Betul, beli buku versi bajakan, lebih ngirit buat kantong kamu. Enak juga nggak harus menunggu penerbit cetak ulang. Tapinya…nggak berkah gengs! Secara tidak langsung, kamu mengambil hak orang lain, dan mengambil yang bukan rejekimu.
Penulis bermutu, harus kita hargai hasil karyanya. Supaya mereka lebih semangat menelurkan karya. Supaya rak-rak buku di toko buku kesayangan kita, tetap berisikan tulisan yang memang layak dibaca. Tulisan yang bikin pembacanya seolah healing dari segala kepenatan yang ada.
Nulis tuh susah lho. Meramu kalimat yang indah dan alur cerita yang baik, perlu Pendidikan yang baik juga. Perlu riset mendalam. Biar nggak ASBUN tulisannya.
Lalu dibalik buku ilmiah, referensi, atau novel yang beneran bagus, ada salonpas, balsem, minyak kayu putih, minyak telon, yang tiap hari nempel di bahu, punggung, dan pinggang penulisnya. Ada paracetamol, tolak angin, atau vitamin yang terpaksa harus diminum oleh penulisnya, supaya ia kuat menyelesaikan karyanya.
Ada Editor yang matanya melotot terus untuk proof reading, ada desainer grafis yang mungkin sampai diputusin pacarnya karena begadang ngerjain cover. Ada mesin-mesin percetakan, yang listriknya harus dibayar. Operatornya juga harus dikasih makan.
Terus, kamu tega mengambil jerih payah mereka semua, dengan membeli buku bajakan?
Lesson Learned
Dengan membeli buku bajakan, anda juga yang menghidupkan bisnis bajakan, karena anda menciptakan permintaan.
Kalau memang ingin membaca dan nggak punya uang yang cukup, pinjamlah ke teman yang sudah punya buku tersebut. Tapi jangan lupa kembalikan setelah selesai membacanya. Atau, pergilah ke pasar loak, cari buku bekasnya, tapi yang asli. Dijamin harganya sangat sangat murah. Atau, datang ke toko buku kesayangan, siapa tahu lagi diskon, atau dijual dengan harga murah.
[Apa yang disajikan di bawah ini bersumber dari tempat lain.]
PR #2471, opened 2025-04-08
feat(components): Add ability to only open Chips menu on search [JOB-119726]

Aiden-Brine:
## Motivations

The motivation was to achieve the A/C of this ticket, essentially allowing Chips to be used as an email selection input that has similar functionality to GMail. I'll admit, I don't feel fantastic about these changes as they add more complexity to already quite complex component. I had a conversation with though and we agreed that it made sense to add these additions to Chips for now and then look into building a new component, potentially using autocomplete, to achieve this functionality in the future without relying on Chips. In the meantime though I tried really hard to keep the new logic as simple as possible and add new testing coverage/improve the tests that were existing before.

### Added
Adds two new props:
- `onlyShowMenuOnSearch`: If this is `false` (the default) when you click on the activator the menu will appear immediately to provide the user with options to select. When set to `true` the menu of options will not appear until you start typing in a search value. When the input is cleared, the menu disappears again.
- `submitInputOnFocusShift`: When `false` (the default) when a user has added a search term to the input and then shifts focus away by clicking outside of the input the search term will be cleared. When `true` instead of clearing the search term it will submit the best available value based on the search term. That value is:
  - An exact match if present
  - A new custom value if custom values are allowed
  - The closest match if custom values are not allowed

I didn't add more docs that the prop docstrings. If anyone thinks I should add anything else into the docs please let me know. 

### Changed

- There should be no changes to existing functionality

## Testing

The story for this is kind for this functionality is pretty borked but I have a pre-release of these changes on [this branch](https://github.com/GetJobber/jobber-frontend/pull/2571) and you can test them out there. Also worth double checking that none of the other uses of Chips are broken

Changes can be

---

Random photo of Atlantis

### DIFF
--- a/packages/components/src/Chips/ChipsTypes.tsx
+++ b/packages/components/src/Chips/ChipsTypes.tsx
@@ -112,6 +112,8 @@ export interface ChipDismissibleProps extends ChipFoundationProps {
 
   /**
    * If true, automatically selects an option based on the current search value when the input loses focus.
+   * The automatic selection order is: an exact match of the search value if available, a custom option if
+   * onCustomOptionSelect is provided, or the closest match.
    * @default false
    */
   readonly submitInputOnFocusShift?: boolean;
--- a/packages/components/src/Chips/ChipsTypes.tsx
+++ b/packages/components/src/Chips/ChipsTypes.tsx
@@ -103,6 +103,18 @@ export interface ChipDismissibleProps extends ChipFoundationProps {
    * @param searchValue - The input value
    */
   onLoadMore?(searchValue: string): void;
+
+  /**
+   * Control whether the menu only appears once the user types.
+   * @default false
+   */
+  readonly onlyShowMenuOnSearch?: boolean;
+
+  /**
+   * Select the last available option when focus shifts away from the input.
+   * @default false
+   */
+  readonly submitInputOnFocusShift?: boolean;
 }
 
 export type ChipsProps =
--- a/packages/components/src/Chips/ChipsTypes.tsx
+++ b/packages/components/src/Chips/ChipsTypes.tsx
@@ -116,7 +116,7 @@ export interface ChipDismissibleProps extends ChipFoundationProps {
    * onCustomOptionSelect is provided, or the closest match.
    * @default false
    */
-  readonly submitInputOnFocusShift?: boolean;
+  readonly autoSelectOnClickOutside?: boolean;
 }
 
 export type ChipsProps =
--- a/packages/components/src/Chips/ChipsTypes.tsx
+++ b/packages/components/src/Chips/ChipsTypes.tsx
@@ -111,7 +111,7 @@ export interface ChipDismissibleProps extends ChipFoundationProps {
   readonly onlyShowMenuOnSearch?: boolean;
 
   /**
-   * Select the last available option when focus shifts away from the input.
+   * If true, automatically selects an option based on the current search value when the input loses focus.
    * @default false
    */
   readonly submitInputOnFocusShift?: boolean;
--- a/packages/components/src/Chips/InternalChipDismissible/InternalChipDismissibleInput.tsx
+++ b/packages/components/src/Chips/InternalChipDismissible/InternalChipDismissibleInput.tsx
@@ -1,6 +1,5 @@
-import React, { useEffect, useState } from "react";
+import React, { useEffect } from "react";
 import classNames from "classnames";
-import debounce from "lodash/debounce";
 import { useSafeLayoutEffect } from "@jobber/hooks/useSafeLayoutEffect";
 import styles from "./InternalChipDismissible.module.css";
 import { ChipDismissibleInputProps } from "./InternalChipDismissibleTypes";
@@ -13,8 +12,6 @@ import {
 import { Text } from "../../Text";
 import { Button } from "../../Button";
 import { Spinner } from "../../Spinner";
-
-const DEBOUNCE_TIME = 200;
 
 // eslint-disable-next-line max-statements
 export function InternalChipDismissibleInput(props: ChipDismissibleInputProps) {
@@ -35,6 +32,7 @@ export function InternalChipDismissibleInput(props: ChipDismissibleInputProps) {
     menuId,
     menuOpen,
     searchValue,
+    showInput,
     generateDescendantId,
     handleBlur,
     handleOpenMenu,
@@ -44,12 +42,10 @@ export function InternalChipDismissibleInput(props: ChipDismissibleInputProps) {
     handleSetActiveOnMouseOver,
     handleKeyDown,
     handleSelectOption,
+    handleShowInput,
     handleDebouncedSearch,
   } = useInternalChipDismissibleInput(props);
 
-  // Controls whether the input field or the activator button is rendered.
-  // This state is only used when `onlyShowMenuOnSearch` is true.
-  const [showInput, setShowInput] = useState(false);
   const menuRef = useScrollToActive(activeIndex);
   const { ref: visibleChildRef, isInView } = useInView<HTMLDivElement>();
 
@@ -73,41 +69,11 @@ export function InternalChipDismissibleInput(props: ChipDismissibleInputProps) {
     isInView && onLoadMore && onLoadMore(searchValue);
   }, [isInView]);
 
-  if (onlyShowMenuOnSearch) {
-    if (!showInput) {
-      const handleActivate = () => {
-        setShowInput(true);
-        setTimeout(() => inputRef.current?.focus(), 0);
-      };
-
-      return React.cloneElement(activator, { onClick: handleActivate });
-    }
-  } else {
-    if (!menuOpen) {
-      return React.cloneElement(activator, { onClick: handleOpenMenu });
-    }
+  if (!showInput) {
+    return React.cloneElement(activator, { onClick: handleShowInput });
   }
 
-  const handleInputBlur = () => {
-    if (onlyShowMenuOnSearch) {
-      const valueBeforeBlur = inputRef.current?.value;
-
-      handleBlur();
-
-      setTimeout(() => {
-        if (valueBeforeBlur === "") {
-          setShowInput(false);
-        }
-      }, DEBOUNCE_TIME);
-    } else {
-      debounce(handleBlur, DEBOUNCE_TIME)();
-    }
-  };
-
-  const shouldShowMenu =
-    menuOpen &&
-    (hasAvailableOptions || isLoadingMore) &&
-    (!onlyShowMenuOnSearch || !!searchValue);
+  const shouldShowMenu = menuOpen && (hasAvailableOptions || isLoadingMore);
 
   return (
     <>
@@ -124,7 +90,7 @@ export function InternalChipDismissibleInput(props: ChipDismissibleInputProps) {
         value={searchValue}
         onChange={handleSearchChange}
         onKeyDown={handleKeyDown}
-        onBlur={handleInputBlur}
+        onBlur={() => setTimeout(handleBlur, 200)}
         onFocus={onlyShowMenuOnSearch ? undefined : handleOpenMenu}
         autoFocus={true}
       />
--- a/packages/components/src/Chips/InternalChipDismissible/InternalChipDismissibleInput.tsx
+++ b/packages/components/src/Chips/InternalChipDismissible/InternalChipDismissibleInput.tsx
@@ -13,7 +13,6 @@ import { Text } from "../../Text";
 import { Button } from "../../Button";
 import { Spinner } from "../../Spinner";
 
-// eslint-disable-next-line max-statements
 export function InternalChipDismissibleInput(props: ChipDismissibleInputProps) {
   const {
     activator = <Button icon="add" type="secondary" ariaLabel="Add" />,
--- a/packages/components/src/Chips/InternalChipDismissible/InternalChipDismissibleInput.tsx
+++ b/packages/components/src/Chips/InternalChipDismissible/InternalChipDismissibleInput.tsx
@@ -1,6 +1,7 @@
-import React, { useEffect } from "react";
-import debounce from "lodash/debounce";
+/* eslint-disable max-statements */
+import React, { useEffect, useState } from "react";
 import classNames from "classnames";
+import debounce from "lodash/debounce";
 import { useSafeLayoutEffect } from "@jobber/hooks/useSafeLayoutEffect";
 import styles from "./InternalChipDismissible.module.css";
 import { ChipDismissibleInputProps } from "./InternalChipDismissibleTypes";
@@ -14,6 +15,8 @@ import { Text } from "../../Text";
 import { Button } from "../../Button";
 import { Spinner } from "../../Spinner";
 
+const DEBOUNCE_TIME = 200;
+
 export function InternalChipDismissibleInput(props: ChipDismissibleInputProps) {
   const {
     activator = <Button icon="add" type="secondary" ariaLabel="Add" />,
@@ -21,6 +24,7 @@ export function InternalChipDismissibleInput(props: ChipDismissibleInputProps) {
     isLoadingMore = false,
     onLoadMore,
     options,
+    onlyShowMenuOnSearch = false,
   } = props;
 
   const {
@@ -43,6 +47,7 @@ export function InternalChipDismissibleInput(props: ChipDismissibleInputProps) {
     handleDebouncedSearch,
   } = useInternalChipDismissibleInput(props);
 
+  const [showInput, setShowInput] = useState(false);
   const menuRef = useScrollToActive(activeIndex);
   const { ref: visibleChildRef, isInView } = useInView<HTMLDivElement>();
 
@@ -66,9 +71,31 @@ export function InternalChipDismissibleInput(props: ChipDismissibleInputProps) {
     isInView && onLoadMore && onLoadMore(searchValue);
   }, [isInView]);
 
-  if (!menuOpen) {
+  if (onlyShowMenuOnSearch && !showInput) {
+    const handleActivate = () => {
+      setShowInput(true);
+      setTimeout(() => inputRef.current?.focus(), 0);
+    };
+
+    return React.cloneElement(activator, { onClick: handleActivate });
+  } else if (!onlyShowMenuOnSearch && !menuOpen) {
     return React.cloneElement(activator, { onClick: handleOpenMenu });
   }
+
+  const handleInputBlur = () => {
+    handleBlur();
+
+    setTimeout(() => {
+      if (inputRef.current?.value === "") {
+        setShowInput(false);
+      }
+    }, DEBOUNCE_TIME);
+  };
+
+  const shouldShowMenu =
+    menuOpen &&
+    (hasAvailableOptions || isLoadingMore) &&
+    (!onlyShowMenuOnSearch || !!searchValue);
 
   return (
     <>
@@ -80,17 +107,21 @@ export function InternalChipDismissibleInput(props: ChipDismissibleInputProps) {
         aria-label="Press up and down arrow to cycle through the options or type to narrow down the results"
         aria-autocomplete="list"
         aria-owns={menuId}
-        aria-expanded={hasAvailableOptions}
+        aria-expanded={shouldShowMenu}
         aria-activedescendant={generateDescendantId(activeIndex)}
         value={searchValue}
         onChange={handleSearchChange}
         onKeyDown={handleKeyDown}
-        onBlur={debounce(handleBlur, 200)}
-        onFocus={handleOpenMenu}
+        onBlur={
+          onlyShowMenuOnSearch
+            ? handleInputBlur
+            : debounce(handleBlur, DEBOUNCE_TIME)
+        }
+        onFocus={!onlyShowMenuOnSearch ? handleOpenMenu : undefined}
         autoFocus={true}
       />
 
-      {(hasAvailableOptions || isLoadingMore) && (
+      {shouldShowMenu && (
         <div
           ref={setPositionedElementRef}
           className={styles.menu}
--- a/packages/components/src/Chips/InternalChipDismissible/InternalChipDismissibleInput.tsx
+++ b/packages/components/src/Chips/InternalChipDismissible/InternalChipDismissibleInput.tsx
@@ -73,9 +73,7 @@ export function InternalChipDismissibleInput(props: ChipDismissibleInputProps) {
     isInView && onLoadMore && onLoadMore(searchValue);
   }, [isInView]);
 
-  // Conditionally render the activator button or the input section.
   if (onlyShowMenuOnSearch) {
-    // Mode: Only show menu after typing.
     if (!showInput) {
       const handleActivate = () => {
         setShowInput(true);
@@ -84,34 +82,24 @@ export function InternalChipDismissibleInput(props: ChipDismissibleInputProps) {
 
       return React.cloneElement(activator, { onClick: handleActivate });
     }
-    // If showInput is true, fall through to render the input section below.
   } else {
-    // Mode: Show menu on focus/click (default).
     if (!menuOpen) {
       return React.cloneElement(activator, { onClick: handleOpenMenu });
     }
-    // If menuOpen is true, fall through to render the input section below.
   }
 
-  // If we didn't return an activator above, render the input and potentially the menu.
   const handleInputBlur = () => {
     if (onlyShowMenuOnSearch) {
-      // Mode: Only show menu after typing.
-
-      // Capture input value BEFORE calling the hook's blur
       const valueBeforeBlur = inputRef.current?.value;
 
-      // Allow hook to reset menu state immediately
       handleBlur();
 
       setTimeout(() => {
-        // Check the value *as it was when blur occurred*
         if (valueBeforeBlur === "") {
-          setShowInput(false); // This will trigger rerender with activator
+          setShowInput(false);
         }
       }, DEBOUNCE_TIME);
     } else {
-      // Mode: Show menu on focus/click (default).
       debounce(handleBlur, DEBOUNCE_TIME)();
     }
   };
--- a/packages/components/src/Chips/InternalChipDismissible/InternalChipDismissibleInput.tsx
+++ b/packages/components/src/Chips/InternalChipDismissible/InternalChipDismissibleInput.tsx
@@ -1,4 +1,3 @@
-/* eslint-disable max-statements */
 import React, { useEffect, useState } from "react";
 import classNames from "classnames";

Atau lagi, kepoin medsos penulisnya. Banyak penulis buku yang membagikan versi e-booknya secara gratis! Ya, Gratis guys!
Sungguh banyak caranya. Jangan mau yang praktis-praktis aja. Tapi kita lupa menghargai dan mengapresiasi karya orang lain.
Harapan saya, semoga pasar buku Wilis ini semakin ramai oleh para pencinta buku, juga para insan yang memang haus akan literasi. Bangsa kita tertinggal jauh dibanding negara tetangga, karena rendahnya minat baca.